これは、1人取り残され、絶望に明け暮れることになったルルランの物語。



崩壊世界物語 子悪魔編5 エクス・マキナ

 

「あ、あああ……」

 

 ルルランの手から、水瓶が滑り落ちる。割れた水瓶から水が溢れだすのと同じ様に、ルルランの瞳からも大量の涙が溢れてきた。

 

 ルルランの眼前には、焼き払われ、跡形も無くなった村の姿が広がって居た。

 つい先程まで暮らしていた家はもう何処にもなく、あるのは廃材だけだった。

 たった20分。水を汲みに村を離れていただけで。

 

 ルルランの絶望は計り知れないものだった。大粒の涙を溢しながら、必死に村の跡を駆け回った。

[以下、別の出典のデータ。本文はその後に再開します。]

PR #6529, opened 2026-08-06
feat(channel): materialize inline media references

yyclaw:
## What does this PR do?

Materializes successfully resolved inline channel images as stable Markdown attachment references in the durable user message while preserving their original rich-text positions.

The existing media pipeline already downloaded objects, recorded cleanup intents, and created attachment rows, but the durable message body retained `[Image]` placeholders. The change carries the authoritative appended body into the media binder and updates that channel-ingested user message in the same transaction that claims media intents and links attachments. DingTalk records each adapter-generated marker's exact occurrence so identical user-authored `[Image]` text is never replaced.

This keeps agent input and clients aligned on authenticated `/api/attachments/{id}/download` references. Failed images retain their placeholders, issue-owned media remains issue-owned, and Lark/Slack keep their existing standalone-attachment behavior unless they explicitly opt into inline markers.

## Related Issue

Closes #6528

## Type of Change

- [ ] Bug fix (non-breaking change that fixes an issue)
- [x] New feature (non-breaking change that adds functionality)
- [ ] Refactor / code improvement (no behavior change)
- [ ] Documentation update
- [x] Tests (adding or improving test coverage)
- [ ] CI / infrastructure

## Changes Made

- Pass the durable channel message body through shared media binder adapters.
- Materialize only successfully linked inline media inside the attachment transaction.
- Add a provenance-guarded sqlc query for channel-ingested user message updates.
- Track DingTalk adapter-generated marker occurrences across user text, `/new` normalization, and partial media failures.
- Add unit, persistence, router, adapter-mapping, collision, and partial-failure regression tests.

## How to Test

1. Run `make sqlc`.
2. Run `cd server && go test ./internal/integrations/channel/engine ./internal/integrations/dingtalk ./internal/integrations/lark ./internal/integrations/slack -count=1`.
3. Run the targeted race tests for channel media binding and DingTalk media resolution.
4. Send DingTalk rich text containing literal `[Image]` text interleaved with real images and verify only adapter-generated markers become attachment links.

## Checklist

- [x] I have included a thinking path that traces from project context to this change
- [x] I have run tests locally and they pass
- [x] I have added or updated tests where applicable
- [x] If this change affects the UI, I have included before/after screenshots (not applicable: backend-only behavior)
- [x] I have updated relevant documentation to reflect my changes (not applicable: no public documentation contract changed)
[...]

PR #6532, opened 2026-08-06
MUL-5837 docs(dingtalk): document issue image attachments

yyclaw:
## What does this PR do?

Updates the DingTalk integration guide to match the current `/issue` media behavior introduced by #6388: images from the command message are attached to the created issue.

The stale statement appeared twice in each localized guide and incorrectly told users that images remained only on the chat turn.

## Related Issue

Follow-up documentation correction for #6388.

## Type of Change

- [x] Documentation update
- [ ] CI / infrastructure

## Changes Made

- Correct the `/issue` capability table in the English, Simplified Chinese, Japanese, and Korean DingTalk guides.
- Correct the matching member workflow example in all four guides.
- Keep the documented 4-image and 10 MiB-per-image limits unchanged.

## How to Test

1. Run `git diff --check`.
2. Verify all four DingTalk guides describe images as attached to the created issue and contain no stale opposite claim.

## Checklist

Risk is limited to wording accuracy; there is no runtime or configuration change. The full docs build was not run because this isolated worktree has no installed dependencies. `git diff --check` passed.

## AI Disclosure

**Prompt / approach:**
Compared the merged `/issue` media implementation with all four DingTalk guides, updated only the two stale statements in each locale, checked the Chinese terminology guide, and scanned for the removed opposite claims.

## Screenshots (optional)

Not applicable; documentation text only.


yyclaw:
Hi @Bohan-J, a friendly reminder that it would be helpful to get this documentation corrected before the next release, so the published DingTalk behavior does not cause confusion for users.\n\nFrom a product completeness and polish perspective, it would also be worth considering #6529, #6534, and #6536 for the same release. Together, they address several user-visible gaps around inline media, terminal failure feedback, and preserving media in issue descriptions.

Bohan-J:
Thanks for catching this, @yyclaw — the guides were telling users the exact opposite of what ships, which is the kind of doc bug that makes people redo work by hand.

I verified the new wording against the implementation rather than just the description: DingTalk registers its media resolver into the shared channel engine, the `/issue` path passes the newly created issue ID into media binding, and the attachment row is then owned by that issue. Your statement is accurate, all four locales are covered, and Lark/Slack never made this claim, so DingTalk-only is the right scope.

I pushed one small follow-up commit to your branch: the **Send images** row still said each image "stays visible in the chat," but for `/issue` messages the attachment is owned by the issue and is not linked to the chat turn — so the two rows read as a contradiction. Added a one-line qualifier in all four locales.

CI is green. Merging now.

 けれども、そこに仲間の姿は無かった。ハラファも、アルフェスも、マーリンも、サフィアラも、ミシリアも。誰1人としてここには居なかった。

 

 ふと、ルルランの足が止まった。村の外れ、薪置き場のそばに、ミシリアの魔力の気配を感じた。

 

 咄嗟に駆け寄るも、そこにミシリアの姿は無かった。有るのは1つのメッセージだけ。

 

『エンヴィメイドが来た。村から逃げて』

 

 ルルランはすぐさま村から逃げ出した。いろいろ留まって考えたいことはあった。何があったんだろうとか、みんなは無事なのかとか、なんでそんな怖いもの(エンヴィメイド)が来たのかとか、なんで私たちがこんな目に合わなきゃいけないのかとか。

 

 でも、それよりも先に逃げた。何よりも信頼している仲間が、親友が、ここから逃げてと言っているのだから。

 

 

 

 

 逃げて、逃げて逃げて。当てもなく走って、数日かけてたどり着いたのは、隣国の国境だった。

 

 自分以外の人類を見かけたルルランは、疲労も相まって倒れてしまう。

 

 ルルランのボロボロな姿を見た機械兵は、その様相と年齢から、ただ事ではないのだろうと察し、ルルランを医務室へと運び込んだ。

 

 機械兵たちが、人類と機械の構造の差に苦労しながら懸命に治療を行ったことで、ルルランは目を覚まし、自身が解る限りの事のあらましを機械兵たちへと語った。

 事情を聞いた機械兵は、行く当ても無いのならと、ルルランを国へと招き入れた。

 

 こうして、ルルランのエクス・マキナでの日々が幕を開けた。

 

 

 

 

 

 

 

 

 

 

 

 

{機働国家|エクス・マキナ}の{子悪魔|りとるでびる}・ルルラン

攻0/守0・悪魔族・闇属性・レベル1・効果

 

このカード名の①②の効果はそれぞれ1ターンに1度しか使用できない。

①:手札からこのカードを捨てて発動できる。デッキから「エクス・マキナ」魔法カード1枚を手札に加える。その後、手札を1枚選んでデッキに戻す。自分フィールドに「{古悪魔|エルダーデーモン}」モンスターが存在する場合、代わりに「りとるでびる」魔法カード1枚を手札に加えることができる。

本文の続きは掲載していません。